The plant enzyme can work before digesting in a beginning of the stomach, as a result can save the burden of many body need enzyme.General enzyme category,such as the digest  (starch ,egg white ,the solution fat ),, digest the process, the starch in resolve carbohydrate in the saliva, the egg white in help the peptone in the stomach liquid, liquid,the bowel liquid.The metabolism enzyme then takes charge of all organs,organizations,cells inside the body, they are responsible for making use of the protein,carbohydrate and fat to construct the body.

The plant enzyme is several kinds of different vegetable and fruit,corn,seaweedses and mushroom etc. plant, was fermented by nature to develop and become, reserve the nourishment in the plant essence, have various enzyme,few sugar of the human body demand and multivitamin with the mineral quality, can produce abundant SOD anti- to oxidize enzyme composition again, raise the anti- inside the body to oxidize the ability, then strengthen the immunity power.

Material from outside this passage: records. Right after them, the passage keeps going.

PR #4574, opened 2019-08-01
[P2] Allow transcoding to any resolution with the same aspect ratio

cameel:
This pull request contains minor adjustments to transcoding integration tests required to make them work after https://github.com/golemfactory/ffmpeg-tools/pull/11. In particular the removed `list_matching_resolutions()` function is not longer used.

### Dependencies
This pull request is based on #4573 and should be merged after it. This is just for ease or development - It does not really depend on that base pull request and could be merged without it if rebased.

For the code to work you also need a `golemfactory/ffmpeg-experimental` image built with https://github.com/golemfactory/ffmpeg-tools/pull/11. Tests in the CI won't pass until it's released on DockerHub.

**NOTE**: I have set the base branch of this pull request to `transcoding-ignore-some-parameters-for-problematic-files` (#4573) rather than `CGI/transcoding/master`. Please remember to change the base branch back to `CGI/transcoding/master` before you merge.

PR #4575, opened 2019-08-01
[P6a] Audio channel layout validations

cameel:
A simple change required to make transcoding validations work after https://github.com/golemfactory/ffmpeg-tools/pull/12. `validate_transcoding_params()` now requires access to video metadata.

### Dependencies
This pull request is based on #4574 and should be merged after it. This is just for ease or development - It does not really depend on that base pull request and could be merged without it if rebased.

For the code to work you also need a `golemfactory/ffmpeg-experimental` image built with https://github.com/golemfactory/ffmpeg-tools/pull/12. Tests in the CI won't pass until it's released on DockerHub.

**NOTE**: I have set the base branch of this pull request to `transcoding-allow-transcoding-to-any-resolution-with-same-aspect-ratio` (#4574) rather than `CGI/transcoding/master`. Please remember to change the base branch back to `CGI/transcoding/master` before you merge.

### DIFF
--- a/apps/transcoding/task.py
+++ b/apps/transcoding/task.py
@@ -133,7 +133,11 @@ class TranscodingTask(CoreTask):  # pylint: disable=too-many-instance-attributes
             # matter which we choose.
             dst_params = self._get_extra_data(0)["targs"]
 
-            validation.validate_transcoding_params(src_params, dst_params)
+            validation.validate_transcoding_params(
+                src_params,
+                dst_params,
+                video_metadata
+            )
 
         except validation.InvalidVideo as e:
             logger.error(e.response_message)
--- a/apps/transcoding/task.py
+++ b/apps/transcoding/task.py
@@ -121,20 +121,12 @@ class TranscodingTask(CoreTask):  # pylint: disable=too-many-instance-attributes
         try:
             validation.validate_video(video_metadata)
 
-            src_params = meta.create_params(
-                meta.get_format(video_metadata),
-                meta.get_resolution(video_metadata),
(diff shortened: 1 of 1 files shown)


apps/transcoding/task.py
```diff
@@ -133,7 +133,11 @@ def initialize(self, dir_manager: DirManager):
             # matter which we choose.
             dst_params = self._get_extra_data(0)["targs"]
 
-            validation.validate_transcoding_params(src_params, dst_params)
+            validation.validate_transcoding_params(
+                src_params,
+                dst_params,
+                video_metadata
+            )
```
nieznanysprawiciel: If we require video_metadata to validate transcoding, we should remove src_params parameter from this function. All these parameters are created from metadata anyway.

nieznanysprawiciel (changes requested):

apps/transcoding/task.py
cameel: OK. Good point. Would it be fine to just move the `meta.create_params()` call into `validate_transcoding_params()` or would you prefer to go even further and not create this dict at all and make `validate_transcoding_params()` always get values directly from `video_metadata`?

nieznanysprawiciel: Moving meta.create_params seems to be the easiest way

pawelkisielewicz: Fixed. Please see also changes in ffmpeg-tools, it was required because of this change:
https://github.com/golemfactory/ffmpeg-tools/pull/12

nieznanysprawiciel:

The Japanese hairdressing think factory studied to develop a kind of high effect security few days ago of natural lived the skin composition------The plant enzyme, that composition withdraws and purifies from various natural plantses of, deep enzyme of the ability and skin operates together, making the skin replied the good metabolism function availably, normal ZHOU QI2 of 28 dayses who maintain the skin, experimenting the proof can resist the degeneration phenomenon of the skin function effectively, therefore, be subjected to the concern of the global hairdressing field.

Enzyme produces result only the ability to take place the function to the special some material.The skin same also has various enzyme dispersionses in each one, help the rebirth and sebum gland,the sweat gland of the epidermis cell to secrete the function.But enlarge along with the age, enzyme will reduce relatively, the skin condition will be on the decline gradually road.Join it into the hairdressing product and then can strengthen the function of the skin, improve the condition of the skin.Enzyme that applies to different skin problem in the cosmetics mainly has 3:The egg white resolves the fat that enzyme,fat resolves enzyme to resolve the anti- of enzyme to oxidize enzyme.

The egg white decomposition enzyme mainly aims at the bad skin of the keratin metabolism, because it can clean the dirt of the skin surface and hair bag,the sebum gland, cleaning the aging keratin of the skin gently, making the skin recovered the flexibility, becoming smooth and delicate.It usually is in the cosmetics that increases in the cleansing article or goes to the keratin.The fat resolves enzyme then the main function to secrete the prosperous skin in the grease, passing to resolve the skin up the grease of the surplus, sweeping the skin effectively, prevent pore jam, usually also increase in cleansing thing.Anti-'s oxidizing enzyme can repress the free radicals to the skin to cause of oxidize the injury, the aging speed of the defer skin, to have already started the beneficial of the aging skin.